--- What needs to be done ---
Line count for "executionconfig": say how many lines of the data contain it, with no other text.

┌─ Records for this exercise

PR #18591, opened 2025-10-01
Implement dynamic capacity for kubernetes task runner

GabrielCWT:
### Description

The aim of the PR is to enable changing `capacity` for the `KubernetesTaskRunner`. This would be done through the existing POST API `/druid/indexer/v1/k8s/taskrunner/executionconfig`.

#### K8 configuration changes
In order to do this, I have added a new interface `KubernetesTaskRunnerConfig` and renamed the existing config to `KubernetesTaskRunnerStaticConfig`. The interface will be implemented by the existing static config and a new `KubernetesTaskRunnerEffectiveConfig` which will be a wrapper class to encapsulate both the dynamic and static configs. 

The effective config will fall back to the static config's capacity if the dynamic config has not been set. 

#### Changes to `/druid/indexer/v1/k8s/taskrunner/executionconfig` behaviour

The API will now take a new `capacity` field. On top of this, the fields will now be optional. If any field is `null` or not passed, we will use the existing dynamic config values. 

#### Release note

New `capacity` field for `/druid/indexer/v1/k8s/taskrunner/executionconfig` POST API. It will change the capacity for `KubernetesTaskRunner`.

### Challenges

In order to update the capacity for the task runner, I am calling a new function `syncCapacityWithDynamicConfig` before every task is run in order to update the thread pool to the newest config. 

The issue with this is that any changes by the user will not be immediately reflected on the web console's homepage under the "Tasks" widget. The "task slots" would only be updated after a new task has been run. 

I could not find a way to add a callback to the updating of dynamic configurations and felt that having a check every few seconds to see if the dynamic configuration had been updated was unnecessarily complex. I am open to suggestions if there are better ways to update the task runner.

Screenshot 2025-10-01 at 5 47 05 PM

### DIFF
--- a/extensions-core/kubernetes-overlord-extensions/src/main/java/org/apache/druid/k8s/overlord/KubernetesTaskRunner.java
+++ b/extensions-core/kubernetes-overlord-extensions/src/main/java/org/apache/druid/k8s/overlord/KubernetesTaskRunner.java
@@ -83,6 +83,7 @@ import java.util.concurrent.LinkedBlockingQueue;
 import java.util.concurrent.ScheduledExecutorService;
 import java.util.concurrent.ThreadPoolExecutor;
 import java.util.concurrent.TimeUnit;
+import java.util.concurrent.atomic.AtomicInteger;
 import java.util.stream.Collectors;
 
 /**
@@ -124,7 +125,7 @@ public class KubernetesTaskRunner implements TaskLogStreamer, TaskRunner
   // currently worker categories aren't supported, so it's hardcoded.
   protected static final String WORKER_CATEGORY = "_k8s_worker_category";
 
-  private int currentCapacity;
+  private final AtomicInteger currentCapacity;
 
   public KubernetesTaskRunner(
       TaskAdapter adapter,
@@ -144,8 +145,8 @@ public class KubernetesTaskRunner implements TaskLogStreamer, TaskRunner
     this.cleanupExecutor = Executors.newScheduledThreadPool(1);
     this.emitter = emitter;
 
-    this.currentCapacity = config.getCapacity();
-    this.tpe = new ThreadPoolExecutor(currentCapacity, currentCapacity, 0L, TimeUnit.MILLISECONDS, new LinkedBlockingQueue<Runnable>(), Execs.makeThreadFactory("k8s-task-runner-%d", null));
+    this.currentCapacity = new AtomicInteger(config.getCapacity());
+    this.tpe = new ThreadPoolExecutor(currentCapacity.get(), currentCapacity.get(), 0L, TimeUnit.MILLISECONDS, new LinkedBlockingQueue<Runnable>(), Execs.makeThreadFactory("k8s-task-runner-%d", null));
     this.exec = MoreExecutors.listeningDecorator(this.tpe);
     configManager.addListener(KubernetesTaskRunnerDynamicConfig.CONFIG_KEY, StringUtils.format(OBSERVER_KEY, Thread.currentThread().getId()), this::syncCapacityWithDynamicConfig);
   }
@@ -194,19 +195,19 @@ public class KubernetesTaskRunner implements TaskLogStreamer, TaskRunner
   private void syncCapacityWithDynamicConfig(KubernetesTaskRunnerDynamicConfig config)
   {
     int newCapacity = config.getCapacity();
-    if (newCapacity == currentCapacity) {
+    if (newCapacity == currentCapacity.get()) {
       return;
     }
-    log.info("Adjusting k8s task runner capacity from [%d] to [%d]", currentCapacity, newCapacity);
+    log.info("Adjusting k8s task runner capacity from [%d] to [%d]", currentCapacity.get(), newCapacity);
     // maximum pool size must always be greater than or equal to the core pool size
-    if (newCapacity < currentCapacity) {
+    if (newCapacity < currentCapacity.get()) {
       tpe.setCorePoolSize(newCapacity);
       tpe.setMaximumPoolSize(newCapacity);
     } else {
       tpe.setMaximumPoolSize(newCapacity);
       tpe.setCorePoolSize(newCapacity);
     }
-    currentCapacity = newCapacity;
+    currentCapacity.set(newCapacity);
   }
 
   private TaskStatus runTask(Task task)
@@ -450,7 +451,7 @@ public class KubernetesTaskRunner implements TaskLogStreamer, TaskRunner
   @Override
   public Map<String, Long> getTotalTaskSlotCount()
   {
-    return ImmutableMap.of(WORKER_CATEGORY, (long) currentCapacity);
+    return ImmutableMap.of(WORKER_CATEGORY, (long) currentCapacity.get());
   }
 
   @Override
@@ -468,13 +469,13 @@ public class KubernetesTaskRunner implements TaskLogStreamer, TaskRunner
   @Override
   public Map<String, Long> getIdleTaskSlotCount()
   {
-    return ImmutableMap.of(WORKER_CATEGORY, (long) Math.max(0, currentCapacity - tasks.size()));
+    return ImmutableMap.of(WORKER_CATEGORY, (long) Math.max(0, currentCapacity.get() - tasks.size()));
   }
 
   @Override
   public Map<String, Long> getUsedTaskSlotCount()
   {
-    return ImmutableMap.of(WORKER_CATEGORY, (long) Math.min(currentCapacity, tasks.size()));
+    return ImmutableMap.of(WORKER_CATEGORY, (long) Math.min(currentCapacity.get(), tasks.size()));
   }
 
   @Override
@@ -565,7 +566,7 @@ public class KubernetesTaskRunner implements TaskLogStreamer, TaskRunner
   @Override
   public int getTotalCapacity()
   {
-    return currentCapacity;
+    return currentCapacity.get();
   }
 
   @Override


extensions-core/kubernetes-overlord-extensions/src/main/java/org/apache/druid/k8s/overlord/KubernetesTaskRunner.java
```diff
@@ -109,17 +111,20 @@ public class KubernetesTaskRunner implements TaskLogStreamer, TaskRunner
   protected final TaskAdapter adapter;
 
   private final KubernetesPeonClient client;
-  private final KubernetesTaskRunnerConfig config;
+  private final KubernetesTaskRunnerEffectiveConfig config;
```
FrankChen021: I think we can still keep using the interface declaration

extensions-core/kubernetes-overlord-extensions/src/test/java/org/apache/druid/k8s/overlord/taskadapter/K8sTaskAdapterTest.java
```diff
@@ -138,12 +138,12 @@ public PodSpec getSpec()
       }
     };
 
-    KubernetesTaskRunnerConfig config = KubernetesTaskRunnerConfig.builder()
-        .withNamespace("test")
-        .withOverlordNamespace("test_different")
-        .withAnnotations(ImmutableMap.of("annotation_key", "annotation_value"))
-        .withLabels(ImmutableMap.of("label_key", "label_value"))
-        .build();
+    KubernetesTaskRunnerStaticConfig config = KubernetesTaskRunnerStaticConfig.builder()
```
FrankChen021: I think we can still keep the builder method in the interface, so that there will not be any changes in the test cases

docs/development/extensions-core/k8s-jobs.md
```diff
@@ -48,9 +48,9 @@ Other configurations required are:
 Druid operators can dynamically tune certain features within this extension. You don't need to restart the Overlord
 service for these changes to take effect.
 
-Druid can dynamically tune [pod template selection](#pod-template-selection), which allows you to configure the pod 
-template based on the task to be run. To enable dynamic pod template selection, first configure the 
-[custom template pod adapter](#custom-template-pod-adapter).
+Druid can dynamically tune [pod template selection](#pod-template-selection) and [capacity](#properties).
```
GWphua: Would be clearer, IMO, to add a sentence to state 'capacity' refers to 'the maximum number of pods that can run at any time, or u can write it as `druid.indexer.runner.capacity`.

extensions-core/kubernetes-overlord-extensions/src/main/java/org/apache/druid/k8s/overlord/KubernetesTaskRunnerStaticConfig.java
```diff
@@ -0,0 +1,562 @@
...
+import org.joda.time.Period;
+
+import javax.annotation.Nonnull;
+import javax.validation.constraints.Max;
+import javax.validation.constraints.Min;
+import javax.validation.constraints.NotNull;
+import java.util.List;
+import java.util.Map;
+
+public class KubernetesTaskRunnerStaticConfig implements KubernetesTaskRunnerConfig
```
GWphua, line 40: Would be great to have Javadocs to say how this config is used.

extensions-core/kubernetes-overlord-extensions/src/main/java/org/apache/druid/k8s/overlord/KubernetesTaskRunnerEffectiveConfig.java
```diff
@@ -0,0 +1,185 @@
...
+import org.apache.druid.k8s.overlord.execution.KubernetesTaskRunnerDynamicConfig;
+import org.apache.druid.k8s.overlord.execution.PodTemplateSelectStrategy;
+import org.joda.time.Period;
+
+import java.util.List;
+import java.util.Map;
+
+/**
+ * Effective config object that combines static {@link KubernetesTaskRunnerConfig}
+ * with dynamic overrides from {@link KubernetesTaskRunnerDynamicConfig}.
```
GWphua:
```suggestion
 * Provides a flexible mechanism to configure Kubernetes task pods, 
 * by merging the static base settings from {@link KubernetesTaskRunnerConfig} 
 * with dynamic overrides from {@link KubernetesTaskRunnerDynamicConfig}.
 * <p>
 * Kubernetes will always use this effective config to run new tasks.
```

GWphua (approved):
LGTM, can remove the deprecated `defaultIfNull` calls.

extensions-core/kubernetes-overlord-extensions/src/main/java/org/apache/druid/k8s/overlord/KubernetesTaskRunnerStaticConfig.java
GabrielCWT: Added the docs below.

```
/**
 * Static configuration for the Kubernetes-based task runner used by the Overlord.
 * <p>
 * This configuration is populated from runtime properties with the prefix
 * {@code druid.indexer.runner}.
 */
public class KubernetesTaskRunnerStaticConfig implements KubernetesTaskRunnerConfig
 ```

Comment (GWphua) [reply extensions-core/kubernetes-overlord-extensions/src/main/java/org/apache/druid/k8s/overlord/KubernetesTaskRunnerStaticConfig.java:40]: Thanks for the change!

> Static configuration for the Kubernetes-based task runner used by the Overlord.

I think this is redundant -- already self-explanatory in the class name. Code readers who come to this class are probably more interested in how and when this class is used, instead of what this class is. 
e.g. Used as the starting config, and then will be gradually updated by dynamic configs if applicable.

Capturing this idea is probably more crucial.

**Comment by kfaraz** [comment]
@GabrielCWT , thanks for putting this together.

I might be mistaken but I am not entirely sure if the task capacity of a cluster should be a dynamic config.
For any cluster admin, this can have large cost implications.
It seems odd to be able to override the capacity of the cluster defined in the Overlord runtime property
simply by calling an API.

Changing the task capacity should not be a very frequent requirement for any cluster.
And when needed, it should be fairly reasonable to require an Overlord restart.

Could you please elaborate on why you feel the current setup is not adequate?

**Comment by GabrielCWT** [comment]
> @GabrielCWT , thanks for putting this together.
> 
> I might be mistaken but I am not entirely sure if the task capacity of a cluster should be a dynamic config. For any cluster admin, this can have large cost implications. It seems odd to be able to override the capacity of the cluster defined in the Overlord runtime property simply by calling an API.
> 
> Changing the task capacity should not be a very frequent requirement for any cluster. And when needed, it should be fairly reasonable to require an Overlord restart.
> 
> Could you please elaborate on why you feel the current setup is not adequate?

Restarting the Overlord can be time-consuming and potentially risky as we could face issues when trying to redeploy the Overlord instance. Updating the task capacity dynamically allows admins to adjust the cluster safely, reducing operational downtime and complexity. While changes to task capacity are infrequent, I feel that providing a safer runtime option would help to minimize disruptions.

**Comment by FrankChen021** [comment]
> @GabrielCWT , thanks for putting this together.
> 
> I might be mistaken but I am not entirely sure if the task capacity of a cluster should be a dynamic config. For any cluster admin, this can have large cost implications. It seems odd to be able to override the capacity of the cluster defined in the Overlord runtime property simply by calling an API.
> 
> Changing the task capacity should not be a very frequent requirement for any cluster. And when needed, it should be fairly reasonable to require an Overlord restart.
> 
> Could you please elaborate on why you feel the current setup is not adequate?

I think it's true that changing the task slot for middle manager requires the restart as we might need a redeployment of middelmanager to some servers with bigger resources. but for K8S-based task scheduling, the resources is allocated at K8S side which is out of druid, restarting of the overlord does not make any sense, we should have the ablity to reload the capacity dynamically. As @GabrielCWT has stated above, restarting overlord is a heavy and risky operation in production.

**Comment by kfaraz** [comment]
Thanks for the responses, @FrankChen021 , @GabrielCWT .

Even though with the K8s task runner, the task pods are not technically a part of the Druid cluster, the Overlord still has to manage those tasks. The KubernetesTaskRunner itself keeps separate threads for each running task to track their status (this PR also updates that thread count, if I am not mistaken).

So I should imagine that a major change in task capacity would also require some kind of scaling of the Overlord itself.

Also, why is the Overlord restart "risky" or even "slow"? Doesn't a version upgrade require an Overlord restart too?

**Comment by FrankChen021** [comment]
> too?

In a k8s deployment, after increasing the task capability, increasing the overlord resources may not be always needed. For example, we generally set the cpu limit to a higher value while keeping the cpu request relatively low at the initial deployment, when capacity is increased, no need to increase the cpu resource.  I mean risky because overlord needs to restore all tasks, previously we had some problems (maybe bug) that after switching leaders, overlord failed to elect a new leader. We try our best not to restart coordinator/overlord in production.

**Comment by kfaraz** [comment]
> I mean risky because overlord needs to restore all tasks, previously we had some problems (maybe bug) that after switching leaders, overlord failed to elect a new leader.

Yes, there might be some bugs around that. Also, the K8s task runner makes certain list pod calls, which are pretty heavy
and needs to be addressed. I think @capistrant is doing some work to improve that code flow.

> We try our best not to restart coordinator/overlord in production.

Oh, how frequently do you upgrade your cluster?
Is changing the task capacity going to be much more frequent than that.

I agree that K8s task runner is buggy and we should improve upon it.
But making the task capacity dynamic doesn't seem like the best solution.
It will open a whole another can of worms and make this piece only more complicated.

Instead, we should trying to fix up the actual problems in the task runner which make Overlord leader switch erroneous.

What are your thoughts, @FrankChen021 ?

**Comment by FrankChen021** [comment]
> > I mean risky because overlord needs to restore all tasks, previously we had some problems (maybe bug) that after switching leaders, overlord failed to elect a new leader.
> 
> Yes, there might be some bugs around that. Also, the K8s task runner makes certain list pod calls, which are pretty heavy and needs to be addressed. I think @capistrant is doing some work to improve that code flow.
> 
> > We try our best not to restart coordinator/overlord in production.
> 
> Oh, how frequently do you upgrade your cluster? Is changing the task capacity going to be much more frequent than that.
> 

We don't upgrade clusters very frequently, may be once a year or more than 1 year. We do adjust the capacity (upsize or downsize) regularly based on load/requirement.


> I agree that K8s task runner is buggy and we should improve upon it. But making the task capacity dynamic doesn't seem like the best solution. It will open a whole another can of worms and make this piece only more complicated.
> 
> Instead, we should trying to fix up the actual problems in the task runner which make Overlord leader switch erroneous.
> 
> What are your thoughts, @FrankChen021 ?

The main idea of dynamic configuration is not to circumvent problems at restarting phase, it's about reducing the operation complexity and saving time. even restarting overlord is smooth, I don't think changing such configuration requires a restart from users/operators' view. for static configurations, operators have to change configuration files, sync files to kubenetes, restarting components, it's a heavy work flow.

**Review by FrankChen021 — APPROVED** [review]

**Comment by kfaraz** [comment]
Thanks for the clarification, @FrankChen021 !

I am just a little apprehensive since the K8s task runner is already pretty buggy.
Also, it feels weird to have a config be specified by both static and dynamic means.
But I suppose the static config can be thought of as the default value.

I haven't gone through the whole PR yet. Will try to do a thorough review today.
@GabrielCWT , it would be nice if you could hold off on merging this PR until then.

**Comment by FrankChen021** [comment]
Hi @kfaraz are u reviewing this PR? I hope we can merge it into druid 35.

File: extensions-core/kubernetes-overlord-extensions/src/main/java/org/apache/druid/k8s/overlord/KubernetesTaskRunner.java [hunk 6]
```diff
@@ -179,6 +189,24 @@ protected KubernetesWorkItem joinAsync(Task task)
     }
   }
 
+  private void syncCapacityWithDynamicConfig()
```
cryptoe: This code is not maintainable. 
Can we do this in a seperate thread instead of calling sync everywhere. 
Is the currentCapacity  thread safe ?

GabrielCWT: It is possible to make `currentCapacity` to be thread safe. 

> Can we do this in a seperate thread instead of calling sync everywhere.

This was an alternative solution though I am not sure if we are thinking of the same implementation. My solution was to have a thread which periodically checks whether there has been any changes to the capacity and update `currentCapacity` accordingly. However, I wasn't sure if it was a waste of resources as there would need to be a trade off between responsiveness (how quick will the changes be visible) and resources (since we need to wake the thread up every X seconds).

kfaraz:
> Hi @kfaraz are u reviewing this PR? I hope we can merge it into druid 35.

Yes, @FrankChen021 , I will go through the changes either today or tomorrow.

extensions-core/kubernetes-overlord-extensions/src/main/java/org/apache/druid/k8s/overlord/KubernetesTaskRunner.java
FrankChen021: using a separate thread to check is also a bad idea , it does not solve the real problem here but increase the complexity.

the real problem here is that the config manager does not provide a notification mechanism when it detects configuration changes.

If we look at the config manager implementation, it provides a method `swapIfNew` to check and set new values. This is a place where we can add notification.
I think we can add a new overridden `watch` method which  accepts a `Runnable` as callback.
This callback is kept in the internal `ConfigHolder`.

GabrielCWT: I've added observer support for ConfigHolders

FrankChen021:
@kfaraz any comments?

cecemei:
This pull request hasn’t been merged into the master branch yet, which means it won’t be included in the upcoming Druid 35 release. It will most likely be part of Druid 36 once it’s reviewed and merged.

kfaraz:
> @kfaraz any comments?

Hey @FrankChen021 , yeah, still planning on going through this PR. Will try to prioritize it for later this week.

extensions-core/kubernetes-overlord-extensions/src/main/java/org/apache/druid/k8s/overlord/KubernetesTaskRunnerEffectiveConfig.java
```diff
@@ -0,0 +1,188 @@
...
+    return staticConfig.getAnnotations();
+  }
+
+  @Override
+  public Integer getCapacity()
+  {
+    if (dynamicConfigSupplier == null || dynamicConfigSupplier.get() == null || dynamicConfigSupplier.get().getCapacity() == null) {
+      return staticConfig.getCapacity();
+    }
+    return dynamicConfigSupplier.get().getCapacity();
```
cryptoe, line 177: Wont this be bit weird for the cluster admin. 
In the static configs, we supply lets say 10, but in the dynamic config we supply 20. How would the cluster admin reason about this ?
How are these configs reconciled ?

extensions-core/kubernetes-overlord-extensions/src/main/java/org/apache/druid/k8s/overlord/KubernetesTaskRunner.java
```diff
@@ -179,6 +191,24 @@ protected KubernetesWorkItem joinAsync(Task task)
     }
   }
 
+  private void syncCapacityWithDynamicConfig(KubernetesTaskRunnerDynamicConfig config)
```
cryptoe, line 195: This looks much cleaner. Thanks @FrankChen021 for the suggestion and @GabrielCWT for the impl.

extensions-core/kubernetes-overlord-extensions/src/main/java/org/apache/druid/k8s/overlord/KubernetesTaskRunner.java
cryptoe: Thank you the watcher based approach looks much more cleaner.

extensions-core/kubernetes-overlord-extensions/src/main/java/org/apache/druid/k8s/overlord/KubernetesTaskRunner.java
```diff
@@ -132,10 +142,12 @@ public KubernetesTaskRunner(
...
     this.cleanupExecutor = Executors.newScheduledThreadPool(1);
-    this.exec = MoreExecutors.listeningDecorator(
-        Execs.multiThreaded(config.getCapacity(), "k8s-task-runner-%d")
-    );
     this.emitter = emitter;
+
+    this.currentCapacity = config.getCapacity();
+    this.tpe = new ThreadPoolExecutor(currentCapacity, currentCapacity, 0L, TimeUnit.MILLISECONDS, new LinkedBlockingQueue<Runnable>(), Execs.makeThreadFactory("k8s-task-runner-%d", null));
+    this.exec = MoreExecutors.listeningDecorator(this.tpe);
+    configManager.addListener(KubernetesTaskRunnerDynamicConfig.CONFIG_KEY, StringUtils.format(OBSERVER_KEY, Thread.currentThread().getId()), this::syncCapacityWithDynamicConfig);
```
cryptoe, line 151: Would this run in the jetty thread?

extensions-core/kubernetes-overlord-extensions/src/main/java/org/apache/druid/k8s/overlord/KubernetesTaskRunner.java
```diff
@@ -111,19 +117,23 @@ public class KubernetesTaskRunner implements TaskLogStreamer, TaskRunner
...
   private final KubernetesTaskRunnerConfig config;
   private final ListeningExecutorService exec;
+  private final ThreadPoolExecutor tpe;
   private final HttpClient httpClient;
   private final PeonLifecycleFactory peonLifecycleFactory;
   private final ServiceEmitter emitter;
   // currently worker categories aren't supported, so it's hardcoded.
   protected static final String WORKER_CATEGORY = "_k8s_worker_category";
 
+  private int currentCapacity;
```
cryptoe: This should be made thread safe. Use Atomic int.

extensions-core/kubernetes-overlord-extensions/src/main/java/org/apache/druid/k8s/overlord/KubernetesTaskRunnerEffectiveConfig.java
GabrielCWT: You raise a good point. I don't think there is any way around this issue. I have updated the docs to state that the static config value will be overridden in the event that a dynamic config has been set. Hopefully this would add a little more clarity for users.

I am open to suggestions to make this even clearer.

extensions-core/kubernetes-overlord-extensions/src/main/java/org/apache/druid/k8s/overlord/KubernetesTaskRunner.java
GabrielCWT: Yes it will run in the same thread as the one handling the API call. Would your concern be that if more listeners were to be added in the future, the updating of dynamic configs would be a long blocking call?

FrankChen021:
Hi @cryptoe Looks like all comments have been addressed. if no further comments, I will merge this

kfaraz:
Apologies! I have been bogged down with a bunch of other stuff, some to do with the D35 release as well.

@FrankChen021 , I would really appreciate it if you could hold off on merging this at least until Friday (tomorrow).
If I have not found some time to leave any feedback by then, and @cryptoe has approved, you can merge off this PR.

@cryptoe and I have discussed this briefly. For the most part, the capabilities added here make sense.
But I just want to take a quick pass through the code flow and structure since this is a critical piece of the task management system.

We could always merge off this PR and address my comments in a follow up PR but that would only make the changes more difficult to track.

I hope that makes sense.

FrankChen021:
@kfaraz can we merge this now? because I'm going to add a new kubernetes runner, and we hope this PR can be merged first otherwise there will be conflicts.

FrankChen021:
@kfaraz I merged this. if there's any concerns, let's resolve it in a new pr.

kfaraz:
Thanks for the update, @FrankChen021 !

My concern was mostly the code structure, the fact that we have to pass around an "effective" config and the merging of static and dynamic configs (even though most of the configs seem to be always static) without clearly communicating to the user the source of a specific config value, but we can always address it later if needed.

cryptoe:
+1 thanks @FrankChen021 for merging this. 
The new code structure seems much better.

└─

--- Response area ---
3